フリー~〈無料〉からお金を生みだす新戦略
前作「ロングテール」と併せ読むことをお勧めする。
おそらく多くの人が「ビットは無料になることを望んでいる」ということは十年以上前から気づいていたにちがいない。それにもかかわらず、本書のようにまとめられ、言葉――「フリー」をあたえられると、衝撃的だ。個人的にはGNU――スツールマンのフリーウェア宣言――フリーウェアは無料のソフトウェアのことではない。

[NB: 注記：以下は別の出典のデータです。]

PR #4, opened 2017-06-12
Moving minification options

weaverryan:
The previous spot is an outdated spot anyways, and it caused an edge-case bug with
resolution of some SASS paths: https://github.com/symfony/symfony-demo/pull/586

### DIFF
--- a/lib/config-generator.js
+++ b/lib/config-generator.js
@@ -100,7 +100,7 @@ class ConfigGenerator {
     buildRulesConfig() {
         const cssLoaders = [
             {
-                loader: 'css-loader' + this.getSourceMapOption(),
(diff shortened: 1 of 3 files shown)


lib/config-generator.js
```diff
@@ -100,7 +100,7 @@ class ConfigGenerator {
     buildRulesConfig() {
         const cssLoaders = [
             {
-                loader: 'css-loader' + this.getSourceMapOption(),
+                loader: 'css-loader' + this.getSourceMapOption() + (this.webpackConfig.isProduction() ? '?minimize=1' : ''),
```
stof: shouldn't this use `options` instead of the query string way ?

PR #10, opened 2017-06-13
Add window.jquery to autoProvidejQuery()

alOneh:
When using webpack it's common to also provide window.jQuery because some libraries use it this way.


weaverryan:
👍

weaverryan:
Thank you!

alOneh:
@weaverryan can you tag a new version ?

PR #19, opened 2017-06-15
Allow to add extra plugin

alOneh:
Encore does not support adding an extra plugin to the list of registered plugins.
In Symfony demo, we try to reduce the size of one of our entries and have to manually add the plugin to the config by doing this : 

```js
var config = Encore.getWebpackConfig();
config.plugins.push(new webpack.IgnorePlugin(/^\.\/locale$/, /moment$/));
```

自由なソフトウェアだ――に影響を受けているので、「自由」と「無料」をまとめる「フリー」には顔面を殴られたような気分だった。
と同時に、これから急速にフリー化がすすむにちがいない。
概念が提示された以上、そのように発想することが容易になるからだ。多くの人がフリーからお金を生みだそうとするだろう。
かくいうぼくもアイデアが――これはいけるぞっ、というアイデアが浮かんだが、それをすぐに実現する道がない。人脈も伝手も資金もないぼくにはそれを実現する道がない。おそらく「フリー」を読んだ人の一部は同じようなアイデアを思いついたにちがいなく、その中のだれかがアイデアを実現するだろう。ちくしょう。想像するだけで悔しくて夜も眠れなくなるが、それが商売ってもんだ。